Su spinta della nuova normativa fiscale, l’implementazione del premio di risultato si lega spesso a quella del welfare integrativo (tema presente nel 26 per cento delle intese). Nel complesso, il welfare che emerge dalla contrattazione ha un profilo multidimensionale, ma non è scevro da aspetti problematici: ad esempio nelle funzioni che assolve, ossia se input nel benessere organizzativo e dei lavoratori, o fattore puramente “parasalariale”. Da segnalare, infine, che le tematiche relative al welfare integrativo (declinato come welfare aziendale e welfare di natura contrattuale richiamato negli accordi) aumentano nel corso degli anni del 4,4 per cento.

Il secondo aspetto ricorrente (53,4 per cento degli accordi) è legato a relazioni e diritti sindacali: l’incidenza più significativa va alle voci del coinvolgimento e della partecipazione, in primis i diritti di codeterminazione/esame congiunto e di consultazione, o anche l’istituzione di osservatori e commissioni paritetiche. “Il tema del coinvolgimento e della partecipazione – riprendono Brachini, De Sario e Leonardi – si conferma quale componente fondamentale dei sistemi aziendali e territoriali delle relazioni industriali, anche se sarebbe necessario approfondire ulteriormente questo aspetto per potere capire quanto sia effettivo questo coinvolgimento e non una mera concessione formale”. Anche la questione della bilateralità risulta preminente: trattando di contrattazione decentrata, le ricorrenze relative a quest’aspetto sono limitate quasi esclusivamente agli accordi territoriali e, di conseguenza, si concentrano nei settori della manifattura e dell’agricoltura.

Il terzo più presente (35,5 per cento) è quello relativo all’orario di lavoro (in particolare orario aziendale, turnistica, straordinario, lavoro domenicale e festivo), mentre più rara è la trattazione di forme e modalità flessibili di orario, diffuse perlopiù nelle aziende più grandi e nel manifatturiero. Il quarto (29,9 per cento) verte su inquadramento (frequente soprattutto tra gli accordi territoriali del settore agricolo) e formazione: quest’ultima è molto diffusa, anche se nella maggior parte dei casi si tratta di formazione professionale raramente orientata all’innovazione tecnologica od organizzativa.

Il quinto tema più diffuso nella contrattazione integrativa è quello relativo a occupazione e rapporti di lavoro (27,5 per cento), grazie soprattutto ai riferimenti alle diverse forme contrattuali utilizzate in azienda e alla loro regolazione. Gli accordi territoriali del settore manifatturiero, in particolare dell’edilizia, trattano frequentemente anche di appalti.

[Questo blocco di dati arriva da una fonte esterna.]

PR #1934, opened 2015-04-07
change styling of system preferences

elfenheart:
screen shot 2015-04-07 at 2 28 44 pm

### DIFF
--- a/cdap-ui/app/features/admin/admin.less
+++ b/cdap-ui/app/features/admin/admin.less
@@ -2,9 +2,6 @@
 
 body.theme-cdap.state-admin {
   main.container {
-    .system-preferences {
-      margin-top: 25px;
-    }
     .clickable {
       cursor: pointer;
     }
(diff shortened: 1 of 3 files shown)


cdap-ui/app/features/admin/admin.less
```diff
@@ -2,6 +2,9 @@
 
 body.theme-cdap.state-admin {
   main.container {
+    .system-preferences {
+      margin-top: 25px;
```
ajainarayanan: Can we use ```<br/>``` tag? When we want to style the padding later it will become a custom fix just for this. I believe we have been using br tag elsewhere when we need a new line (separation of elements vertically)

cdap-ui/app/features/admin/controllers/PreferencesController.js
```diff
@@ -18,6 +18,27 @@ angular.module(PKG.name + '.feature.admin')
...
 
     $scope.loadProperties = function () {
+      if (source !== 'SYSTEM') {
+        dataSrc
+          .request({
+            _cdapPath: '/preferences'
+          })
+          .then(function (res) {
+
+            console.log('test', res);
```
ajainarayanan: Do we need this if something fails?

ajainarayanan:
:+1: LGTM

Circa un quarto degli accordi che trattano di assunzioni a termine s’intrecciano a modalità e procedure per la stabilizzazione di questi contratti. “Un’ultima considerazione – precisano i ricercatori – può essere fatta rispetto agli accordi che trattano il tema del part time, di frequente legato alla possibilità di trasformare l’orario da tempo pieno a tempo parziale, considerata come misura di conciliazione vita-lavoro per le madri lavoratrici”.

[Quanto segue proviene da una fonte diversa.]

PR #1935, opened 2015-04-07
Added listener to the MapReduceRuntimeService to record the state change...

sagarkapare:
...s.

### DIFF
--- a/cdap-app-fabric/src/main/java/co/cask/cdap/app/runtime/RunIds.java
+++ b/cdap-app-fabric/src/main/java/co/cask/cdap/app/runtime/RunIds.java
@@ -26,6 +26,7 @@ import java.net.SocketException;
 import java.util.Enumeration;
 import java.util.Random;
 import java.util.UUID;
+import java.util.concurrent.TimeUnit;
 import java.util.concurrent.atomic.AtomicLong;
 
 /**
@@ -77,12 +78,13 @@ public final class RunIds {
   }
 
   /**
-   * @return time in milliseconds from the UUID if it is a time-based UUID, -1 otherwise.
+   * @return time from the UUID if it is a time-based UUID, -1 otherwise.
    */
-  public static long getTimeMillis(RunId runId) {
+  public static long getTime(RunId runId, TimeUnit timeUnit) {
     UUID uuid = UUID.fromString(runId.getId());
     if (uuid.version() == 1 && uuid.variant() == 2) {
-      return (uuid.timestamp() - NUM_100NS_INTERVALS_SINCE_UUID_EPOCH) / HUNDRED_NANO_MULTIPLIER;
+      long timeInMilliseconds = (uuid.timestamp() - NUM_100NS_INTERVALS_SINCE_UUID_EPOCH) / HUNDRED_NANO_MULTIPLIER;
+      return timeUnit.convert(timeInMilliseconds, TimeUnit.MILLISECONDS);
     }
     return -1;
   }
--- a/cdap-app-fabric/src/main/java/co/cask/cdap/internal/app/runtime/batch/MapReduceProgramRunner.java
+++ b/cdap-app-fabric/src/main/java/co/cask/cdap/internal/app/runtime/batch/MapReduceProgramRunner.java
@@ -156,52 +156,47 @@ public class MapReduceProgramRunner implements ProgramRunner {
     final Service mapReduceRuntimeService = new MapReduceRuntimeService(cConf, hConf, mapReduce, spec, context,
                                                                         program.getJarLocation(), locationFactory,
                                                                         streamAdmin, txSystemClient);
-    final ProgramController controller = new MapReduceProgramController(mapReduceRuntimeService, context);
-    controller.addListener(new AbstractListener() {
+    mapReduceRuntimeService.addListener(new Service.Listener() {
       @Override
-      public void init(ProgramController.State state, @Nullable Throwable cause) {
+      public void starting() {
         store.setStart(program.getId(), runId.getId(), TimeUnit.SECONDS.convert(System.currentTimeMillis(),
                                                                                 TimeUnit.MILLISECONDS));
-        if (state == ProgramController.State.COMPLETED) {
-          completed();
+      }
+
+      @Override
+      public void running() {
+        //no-op
+      }
+
+      @Override
+      public void stopping(Service.State from) {
+        //no-op
+      }
+
+      @Override
+      public void terminated(Service.State from) {
+        if (from != Service.State.STOPPING) {
+          // Service completed by itself.
+          store.setStop(program.getId(), runId.getId(),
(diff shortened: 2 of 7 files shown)


cdap-app-fabric/src/main/java/co/cask/cdap/internal/app/runtime/batch/MapReduceProgramRunner.java
```diff
@@ -156,53 +156,48 @@ public ProgramController run(final Program program, ProgramOptions options) {
     final Service mapReduceRuntimeService = new MapReduceRuntimeService(cConf, hConf, mapReduce, spec, context,
                                                                         program.getJarLocation(), locationFactory,
                                                                         streamAdmin, txSystemClient);
-    final ProgramController controller = new MapReduceProgramController(mapReduceRuntimeService, context);
-    controller.addListener(new AbstractListener() {
+    mapReduceRuntimeService.addListener(new Service.Listener() {
       @Override
-      public void init(ProgramController.State state, @Nullable Throwable cause) {
+      public void starting() {
         store.setStart(program.getId(), runId.getId(), TimeUnit.SECONDS.convert(System.currentTimeMillis(),
```
chtyim: Extract the timestamp from the RunId. `RunIds.getTimeMillis(runId)`.

chtyim: Also, you can add method to `RunIds` to simplify the conversion. E.g. `RunIds.getTime(RunId runId, TimeUnit unit)`.

cdap-app-fabric/src/main/java/co/cask/cdap/internal/app/runtime/batch/MapReduceProgramRunner.java
```diff
@@ -156,53 +156,48 @@ public ProgramController run(final Program program, ProgramOptions options) {
...
-          error(controller.getFailureCause());
-        }
       }
 
       @Override
-      public void completed() {
-        store.setStop(program.getId(), runId.getId(),
-                      TimeUnit.SECONDS.convert(System.currentTimeMillis(), TimeUnit.MILLISECONDS),
-                      ProgramController.State.COMPLETED.getRunStatus());
+      public void running() {
```
chtyim: You can extend from `ServiceListenerAdapter` to simplify implementation for no-op method.

cdap-app-fabric/src/main/java/co/cask/cdap/internal/app/runtime/batch/MapReduceProgramRunner.java
```diff
@@ -156,53 +156,48 @@ public ProgramController run(final Program program, ProgramOptions options) {
...
       @Override
-      public void suspended() {
-        store.setSuspend(program.getId(), runId.getId());
-      }
-
-      @Override
-      public void resuming() {
-        store.setResume(program.getId(), runId.getId());
+      public void terminated(Service.State from) {
+        if (from != Service.State.STOPPING) {
```
chtyim: Usually it's easier to understand if 'positive' check is used.

```java
if (from == STOPPING) {
} else {
}
```

chtyim:
Just couple comments.

cdap-app-fabric/src/main/java/co/cask/cdap/internal/app/runtime/batch/MapReduceProgramRunner.java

Meno rappresentati sono i temi relativi all’organizzazione del lavoro (come prestazioni di lavoro e assetto organizzativo, presenti quasi esclusivamente nelle grandi aziende), a politiche industriali e crisi aziendali (quest’ultimi perlopiù accordi difensivi, frequenti nelle aziende che forniscono servizi, caratterizzate anche dai cambi appalti, e nel terziario), a diritti e prestazioni sociali, ad ambiente, salute e sicurezza (preminenti sono gli aspetti della prevenzione, e di designazione e prerogative dei rappresentanti sindacali).